__Given information__.
PR #5083, opened 2022-11-14
raidboss: initial triggers for the Palace of the Dead

xiashtra:
## Description

Adds general triggers for the Palace of the Dead deep dungeon.

## Additional Notes

Includes general triggers that are applicable to all PotD floor sets.  Lays out the file structure for all PotD floor sets, intended to be filled in by future individual pull requests per floor set.

It may be beneficial to generate a synthetic zoneID that captures all of the PotD floor sets for the purpose of the configuration UI.  Currently, the UI gets confused by the multiple zoneIDs for the general triggers, and looks like this:
potd_question


quisquous:
I think we don't need a synthetic zone id here.  I think this is a case where it'd make sense to add a feature where a triggerSet could define an optional custom (translatable) name to be displayed in the config UI.

In other words, add some new field to triggerSet (like `label?: LocaleText`) or something, and then update `raidboss_config.ts` to use this.  I think it should be pretty straightforward to add if you wanted to do that.

ui/raidboss/data/03-hw/deep_dungeon/the_palace_of_the_dead_general.ts
```diff
@@ -0,0 +1,184 @@
...
+      // 441 = HP Penalty (maximum HP reduced)
+      // 442 = Damage Down (damage dealt reduced)
+      // 443 = Haste (weaponskill recast, spell recast, and auto-attack delay reduced)
+      // 444 = Amnesia (can't use abilities)
+      // 445 = HP & MP Boost (maximum HP & MP increased)
+      // 446 = Item Penalty (can't use items or pomanders)
+      // 447 = Sprint Penalty (can't use Sprint)
+      // 448 = Knockback Penalty (knockback and draw-in effects for enemies and players disabled)
+      // 449 = Auto-heal Penalty (out-of-combat passive HP regeneration disabled)
+      // TODO: trigger might overlap when multiple enchantments exist on the same floor
```
JLGarber, line 151: For this, you might want to do a collect --> call --> cleanup construction. You can see a clean example in Sephirot EX/Unreal, starting at line 345. https://github.com/quisquous/cactbot/blob/0e6d23b401f82d48412f3b1f7232de4a7156b55d/ui/raidboss/data/06-ew/trial/sephirot-un.ts#L345-L390

xiashtra:
> I think we don't need a synthetic zone id here. I think this is a case where it'd make sense to add a feature where a triggerSet could define an optional custom (translatable) name to be displayed in the config UI.
> 
> In other words, add some new field to triggerSet (like `label?: LocaleText`) or something, and then update `raidboss_config.ts` to use this. I think it should be pretty straightforward to add if you wanted to do that.

Implemented in #5091.

ui/raidboss/data/03-hw/deepdungeon/the_palace_of_the_dead_general.ts
```diff
@@ -0,0 +1,184 @@
...
+        text: {
+          en: 'Mimic spawned!',
+        },
+      },
+    },
+    {
+      id: 'PotD General Mimic Infatuation',
+      // gives Accursed Pox (43F) if not interrupted
+      type: 'StartsUsing',
+      netRegex: { id: '18FD', source: 'Mimic' },
```
quisquous, line 77: Is there a different ability id for the uninterruptible versions on later floors?

quisquous (commented):
I have to admit, I'm a little not sure of the usefulness of some of these triggers.

I think Cairn of Passage seems good, since you really want to know when to get to the next level and don't want to miss that.  (You could even just put the 'Long' sound on it, since that's usually what gets used for "phase transitions".) Things that can be interrupted, especially pox, definitely.

The rest of it...I'm less sure about the usefulness of calling things out, e.g. hoard, enchantments, cairn of return, gloom, mimics.  I think these things are generally very obvious, and are often happening right after a transition where you have a brief second to take stock of what's going on (vs a trigger during combat where maybe you are preoccupied).  Especially if you're solo, you're not going to miss a mimic or gloom.  Am I thinking about this wrong, and you feel like they're more useful?

xiashtra:
> I have to admit, I'm a little not sure of the usefulness of some of these triggers.
> 
> I think Cairn of Passage seems good, since you really want to know when to get to the next level and don't want to miss that. (You could even just put the 'Long' sound on it, since that's usually what gets used for "phase transitions".) Things that can be interrupted, especially pox, definitely.
> 
> The rest of it...I'm less sure about the usefulness of calling things out, e.g. hoard, enchantments, cairn of return, gloom, mimics. I think these things are generally very obvious, and are often happening right after a transition where you have a brief second to take stock of what's going on (vs a trigger during combat where maybe you are preoccupied). Especially if you're solo, you're not going to miss a mimic or gloom. Am I thinking about this wrong, and you feel like they're more useful?

The floor enchantments/Gloom I agree are probably superfluous since the game does have on-screen text at the start of a floor to indicate them; I was mostly thinking of vision-impaired players that might prefer a TTS callout.

In my own experience, I like having something for duplicate pomanders since they otherwise only show as a system message in the chat box that's easily missed.  I find it makes playing with random party members not in a voice-call smoother.  Similar reasoning for calling mimic spawns; if you are solo obviously you'll notice it, but if you are playing with randoms they can end up spread out into different rooms and it helps to know when someone might need assistance, especially if they are playing a job that has no interrupt.

I'm not particularly attached to any of them so if it seems like too much I can remove the extraneous ones.  Cairn of Return in particular I mostly added for completeness but agree it's not something I'd really use in practice.

quisquous:
> In my own experience, I like having something for duplicate pomanders since they otherwise only show as a system message in the chat box that's easily missed. I find it makes playing with random party members not in a voice-call smoother. Similar reasoning for calling mimic spawns; if you are solo obviously you'll notice it, but if you are playing with randoms they can end up spread out into different rooms and it helps to know when someone might need assistance, especially if they are playing a job that has no interrupt.

That seems reasonable.  I am mostly playing solo in potd so didn't think about these.  Duplicate poms and mimics make sense then as wanting to know what other players are up to that you can't see.

> I'm not particularly attached to any of them so if it seems like too much I can remove the extraneous ones. Cairn of Return in particular I mostly added for completeness but agree it's not something I'd really use in practice.

Yeah, if you're not going to use it, then I think it makes sense to remove.

ui/raidboss/data/03-hw/deep_dungeon/the_palace_of_the_dead_general.ts
xiashtra: Thanks for the idea, but I ended up removing the enchantment triggers per quisquous's request.  I'll keep this pattern in mind for the future.

xiashtra:
I'm not sure why this PR thinks it's touching a bunch of extra files that haven't changed all of the sudden but it's not worth fighting with.  Closing this PR and opening a fresh one.

PR #5085, opened 2022-11-14
raidboss: Chi boss FATE triggers

xiashtra:
Partial triggers for the Chi boss FATE.


quisquous:
Here's a log with some missing ids for you:
[Ultima Thule_20221002_102752.931_3m.zip](https://github.com/quisquous/cactbot/files/10005496/Ultima.Thule_20221002_102752.931_3m.zip)

PR #5103, opened 2022-11-17
raidboss: initial triggers for the Palace of the Dead

xiashtra:
## Description

Adds general triggers for the Palace of the Dead deep dungeon.

## Additional Notes

Includes general triggers that are applicable to all PotD floor sets.

Continuation of #5083


Bing-su:
Thanks for nice triggers. I think pomanders should also be separated per language.

xiashtra:
> Thanks for nice triggers. I think pomanders should also be separated per language.

Updated per recommendation.

PR #5105, opened 2022-11-18
raidboss: more Chi triggers

xiashtra:


ui/raidboss/data/06-ew/hunts/ultima_thule.ts
```diff
@@ -259,6 +256,67 @@ const triggerSet: TriggerSet<Data> = {
...
+      condition: (data) => data.inCombat,
+      response: Responses.aoe(),
+    },
+    {
+      id: 'Hunt Chi Hellburner',
+      // tankbuster aoe around marked target (primary threat)
+      type: 'StartsUsing',
+      netRegex: { id: '6574', source: 'Chi' },
+      condition: (data) => data.inCombat,
+      alertText: (data, matches, output) => {
```
quisquous, line 272: I think this is just `response: Responses.tankCleave('alert'),`

xiashtra: This attack is less of a cleave and more of a circle around the targeted player (you can safely stand behind them as long as you are outside the radius of effect); is cleave appropriate in that instance (I've always associated cleave with a cone in the target's direction but perhaps I'm wrong on the intended meaning)?

quisquous: Ah yeah, I think of cleave as anything that hits more than one target and not a shape, e.g. https://www.fandomspot.com/ffxiv-cleave/.  There's not really a differentiation of "get away from the tank" and "get away from a conal attack pointed at the tank" since in most cases it's just "don't be in front with the tank".

PR #5109, opened 2022-11-19
raidboss: add ShB hunts

quisquous:


quisquous:
This needs a bit more (any) testing and cleanup.

PR #5116, opened 2022-11-22
raidboss: re-add territory replaced by 6.2 revamp

### LINKED ISSUE #5115: De-synced resources for pre-6.2 game due to the changes in 6.2
## Description

Due to the revamp of old dungeons and trials in 6.2, the resources update of 6.2 did an breaking changes for the game pre-6.2: https://github.com/quisquous/cactbot/commit/afb903eac9204ba8c41f1107b8226645ba9338dc

For example, the zone id of The Vault was changed to `1066` from `421`, which does not exist in the pre-6.2, causing the timeline and trigger made for it broken.

This breaking changes could be happened as well in the next game version (6.3), since SE does not complete the support of The Duty Support to all main scenario quest dungeons.

It's there have any way or plan to fix that? Like adding an old id or did an replacement for those values? (Also those files is auto-generated, the changes should be done in the tools generating it, but I'm unsure which tools of this project used).

## Additional information

There are also a question for those revamped dungeons: does the timeline and trigger needs update for the revamped version? If so, how to ensure its compatibility to older game version?

sandtechnology:
fix #5115, old territory id still needed for pre-6.2 game (cn/ko)


xiashtra:
Instead of duplicating the trigger files for the old zoneIds, you can just add them to the existing triggers as an array alongside the 6.2 IDs, along with a TODO to remove them once KO/CN catches up to 6.2.

sandtechnology:
> Instead of duplicating the trigger files for the old zoneIds, you can just add them to the existing triggers as an array alongside the 6.2 IDs, along with a TODO to remove them once KO/CN catches up to 6.2.

For why I want to duplicate those files is that the new version may having difference compare to old version, and when someone want to update it, it will become a pain for compatible with old version, so instead putting 6.1 and 6.2 zone id into the same trigger files, I think duplicating is the more comfortable solution.

quisquous:
I think there are already differences.  I updated the Sohm Al headmarkers in 5e84ec839 and so probably that needs to be reverted for the 6.1 version.  Do you want to undo that in the 6.1 files?

Agreed that if the files are the same we don't need to duplicate, but I suspect that all of these have changes that nobody's updated the files for, so it's probably best to duplicate up front and we'll just remove the duplicates when everything has updated.

sandtechnology:
> I think there are already differences. I updated the Sohm Al headmarkers in [5e84ec8](https://github.com/quisquous/cactbot/commit/5e84ec8393971ed30dbdbcdb21c7134f49b43f0a) and so probably that needs to be reverted for the 6.1 version. Do you want to undo that in the 6.1 files?
> 
> Agreed that if the files are the same we don't need to duplicate, but I suspect that all of these have changes that nobody's updated the files for, so it's probably best to duplicate up front and we'll just remove the duplicates when everything has updated. EDIT: Sorry, that's maybe ambiguously worded. I'm saying I agree that duplicating files is the right approach, since there are likely changes across game versions even if the files aren't updated yet.

Thanks for reminding! I just check those triggers and seems the Sohm AI headmarker is need to update even reverted (Due to the 6.0 headmarker changes? I don't know), so I update it and now this PR should be ready for review again.

quisquous:
Thank you for this!

PR #5124, opened 2022-11-25
plugin: CE opcode for ko 6.15

Bing-su:


quisquous:
The events that this opcode uses aren't used anymore in cactbot, and I don't think anybody else is using them.  The real opcodes live in OverlayPlugin now.  I'll go ahead and remove this event code too so there's less confusion in the future.

PR #5140, opened 2022-12-11
i18n: add palace timeline translations

Akurosia:


mooondark:
@Akurosia , I wonder why the 1st letter in not in capîtal in FR. Is there something in the script you use or maybe the source is wrong.

Is it possible to change this ?
Moon.

Akurosia:
this is how i extract it from saint coinach. As i am not familiar what and when to capitalize a word in french, there would be no way i can make changes that would propperly fit.

mooondark:
It's very easy, only the 1st letter of the sentence should be in capital.

quisquous:
For what it's worth, the `replaceSync` sections are not not case sensitive and are not seen by players.  So, in some senses it shouldn't matter what the capitalization is.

__Activity__. Please state how many lines in the material above include the word "dungeons". Nothing but the number is wanted.

__Result of the exercise__. 3